What World Are We Talking About?

I have taken in a great deal of information over the past month or so and seemed time to step back and take yet another stab at my own current best-guess assimilation of this investigation. After contemplating Charles Sanders Peirce, a little Martin Heidegger and some John Dewey to boot, it seems that it is indeed best to identify three dimensions of reality. I will call them, “the material world,” “the living world,” and “the meaningful world.” These are far from original distinctions, but it is good to take a look at them anyway.

The material world includes non-living matter. The living world is the world of living things. The meaningful world is the world of meaningful ideas and emotions. The material world is the most fundamental. When elements of matter become arranged in certain complex ways something interesting happens to it. The non-living matter takes on a whole new spectrum of characteristics. These new characteristics are so fundamentally different that we make a huge distinction between matter that exhibit those characteristics and that which does not. The matter that exhibits these new characteristics we call living and the rest becomes by default non-living. (Not dead, because dead implies that something was living and then ceased to be alive.)

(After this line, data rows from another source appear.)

Issue #1900, opened 2020-07-06
Ramping up undelegation period


pdyraga:
Undelegation period has been introduced to protect the network and token. For early days, we could consider having it lower to allow for faster migration between staking contracts and avoid all the hard work in the future we now need to do in https://github.com/keep-network/keep-core/issues/1883.

(*) The shape of the undelegation period function probably depends on the contract size and out-of-gas issues we may have.

PR #1902, opened 2020-07-08
Reduce bytecode size of TokenStaking contract

pdyraga:
Refs https://github.com/keep-network/keep-core/issues/1883
~~Depends on https://github.com/keep-network/keep-core/pull/1893~~

Extracting stake locks to a separate library (https://github.com/keep-network/keep-core/pull/1888) provided some space in `TokenStaking` bytecode but we quickly used all of that space for the implementation of top-ups (https://github.com/keep-network/keep-core/pull/1893). In this PR, we are doing small changes, one by one, to reduce the bytecode size to allow for stake bridge implementation (https://github.com/keep-network/keep-core/issues/1883). This PR reduces the bytecode from `24596` to `24270` (`-326` bytes) and will let us add just a few lines of code, an absolute minimum needed for the stake bridge implementation.

I recommend reviewing this PR commit-by-commit, it's easier to understand changes this way.

### DIFF
--- a/solidity/contracts/TokenStaking.sol
+++ b/solidity/contracts/TokenStaking.sol
@@ -321,12 +321,11 @@ contract TokenStaking is Authorizations, StakeDelegatable {
             "Timestamp in the past"
         );
         uint256 oldParams = operators[_operator].packedParams;
-        uint256 existingCreationTimestamp = oldParams.getCreationTimestamp();
-        uint256 existingUndelegationTimestamp = oldParams.getUndelegationTimestamp();
         require(
-            _undelegationTimestamp > existingCreationTimestamp.add(initializationPeriod),
+            _undelegationTimestamp > oldParams.getCreationTimestamp().add(initializationPeriod),
             "Timestamp in initialization period"
         );
+        uint256 existingUndelegationTimestamp = oldParams.getUndelegationTimestamp();
         require(
             // Undelegation not in progress OR
             existingUndelegationTimestamp == 0 ||
--- a/solidity/contracts/TokenStaking.sol
+++ b/solidity/contracts/TokenStaking.sol
@@ -208,7 +208,7 @@ contract TokenStaking is Authorizations, StakeDelegatable {
         );
         require(
             !_isUndelegating(operatorParams),
-            "Operator undelegated"
+            "Stake undelegated"
         );
 
         // Top-up comes from a grant if it's been initiated from TokenGrantStake
--- a/solidity/contracts/TokenStaking.sol
+++ b/solidity/contracts/TokenStaking.sol
@@ -263,8 +263,7 @@ contract TokenStaking is Authorizations, StakeDelegatable {
     ) internal returns (uint256) {
         uint256 oldParams = operators[_operator].packedParams;
         uint256 newAmount = oldParams.getAmount().add(_topUp);
-        uint256 newParams = oldParams.setAmount(newAmount);
-        operators[_operator].packedParams = newParams;
+        operators[_operator].packedParams = oldParams.setAmount(newAmount);
         return newAmount;
     }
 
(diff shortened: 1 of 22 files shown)


solidity/contracts/TokenStaking.sol
```diff
@@ -578,18 +579,16 @@ contract TokenStaking is Authorizations, StakeDelegatable {
...
-
-        if (isAuthorized && isActive && !isUndelegating) {
+        if (
+            isAuthorizedForOperator(_operator, _operatorContract) &&
+            _isInitialized(operatorParams) &&
+            !_isUndelegating(operatorParams)
+            // `undelegatedAt` may be set to a time in the future,
+            // to schedule undelegation in advance.
+            // In this case the operator is still eligible
+            // until the timestamp `undelegatedAt`.
```
nkuba, line 580: Thoughts on moving the clarification comment out of the if condition?

solidity/contracts/TokenStaking.sol
```diff
@@ -60,8 +60,8 @@ contract TokenStaking is Authorizations, StakeDelegatable {
     event ExpiredLockReleased(address indexed operator, address lockCreator);
 
     uint256 public minimumStakeScheduleStart;
-    uint256 public initializationPeriod;
-    uint256 public undelegationPeriod;
+    uint256 public initializationPeriod; // varies between mainnet and testnet
+    uint256 public constant undelegationPeriod = 5184000; // ~60 days
```
nkuba, line 64: I'm not 100% happy with this change from testing perspective, but I can live with it.

pdyraga: Well... it does not change anything that much and there is also a bright side: we are testing against the value close to the real one.

solidity/contracts/TokenStaking.sol
pdyraga: I am happy you brought it up, I wasn't sure what's the best option here. This comment is only for the line `!_isUndelegating(operatorParams)` and originally I placed it above this line but then, the linter is unhappy about `&&` rules. What's the best solution here in your opinion?

solidity/contracts/TokenStaking.sol
nkuba: It may complicate future system tests a little bit when we won't be able to tweak the value for specific environment or test case.

pdyraga: Agreed but I have a nice surprise for you: https://github.com/keep-network/keep-core/issues/1900

Not sure how it's going to look like yet but I plan to work on it this week.

solidity/contracts/TokenStaking.sol
nkuba: Yep, linter does that 😞  I think that placing it above the whole if statement would be better than below the line it relates to, we could rephrase the doc to clarify to what part it relates to.

solidity/contracts/TokenStaking.sol
nkuba: Props!

solidity/contracts/TokenStaking.sol
pdyraga: Please see https://github.com/keep-network/keep-core/pull/1902/commits/00a7398bd0f4fd1a4955a120ef9d90d3b60aec6b

solidity/contracts/TokenStaking.sol
```diff
@@ -570,14 +570,17 @@ contract TokenStaking is Authorizations, StakeDelegatable {
         address _operatorContract
     ) public view returns (uint256 balance) {
         uint256 operatorParams = operators[_operator].packedParams;
+        // To be eligible for work selection, the operator must:
+        // - have the operator contract authorized
+        // - have the stake initialized
+        // - must not be undelegating; keep in mind the `undelegatedAt` may be
+        // set to a time in the future, to schedule undelegation in advance.
+        // In this case the operator is still eligible until the timestamp
+        // `undelegatedAt`.
```
nkuba, line 579: ❤️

To me what is powerful is to see that “life” is a set of characteristics that are exhibited by some arrangements of matter. We could list some of the characteristics of living vs. non-living things but I think that we get the difference. Thinking of this in terms of emergence, these characteristics emerge out of the matter and become characteristic of the matter at the same time.

Now from the living world emerges the meaningful world. Again this new world emerges as a new set of characteristics that some arrangements of living matter begin to exhibit. The use of language might be one of these, the use of tools, storytelling, taking on names – we could probably go through and begin to identify these characteristics until we felt satisfied that we had them. Again the most interesting thing is to think about how these new characteristics arise right out of some arrangements of living matter. We could say that what has emerged is “mind” – not brain, lots of living things have brains that coordinate body functioning and movement. Let’s say that mind is whatever allows us to be aware of meaningfulness, not just events, or objects, but meaningful events or meaningful objects.

From reading John Dewey I picked up an interesting use of the word “as.” Dewey seemed to be implying that whenever you perceive of something “as” something, you perceive meaning. This can get tricky to talk about because for us meaning and perception are so totally intertwined that it is difficult to separate them.  If we are just seeing a white sphere with read marks on it, there is no meaning in that. You don’t yet know what I am talking about it. I haven’t conveyed the meaning. If we are seeing a “baseball” we are seeing a meaningful object. It is not just a white sphere with red marks – it is ball of very specific size, used in a specific game, that I have a specific history with (or not). If I say white sphere with red marks – not much hops into “mind.” If I say baseball a hole assortment of conscious and unconscious meanings and relationships spring into “mind.”

I believe that Charles Peirce was talking about this “mind” when he talked about thirdness, Heidegger talked about this “mind’ when he made the distinction of the “world” instead of the “universe” and this is the meaning that Dewey was attributing to mind.

Could it be that the physical science are only designed to deal with the “material world?” A discipline like Behaviorism designed to deal with the “living world?” and that other disciplines are designed for dealing with the “meaningful world?” How much difficulty in communicating comes from the fact that we mix up these different dimensions without taking that into account?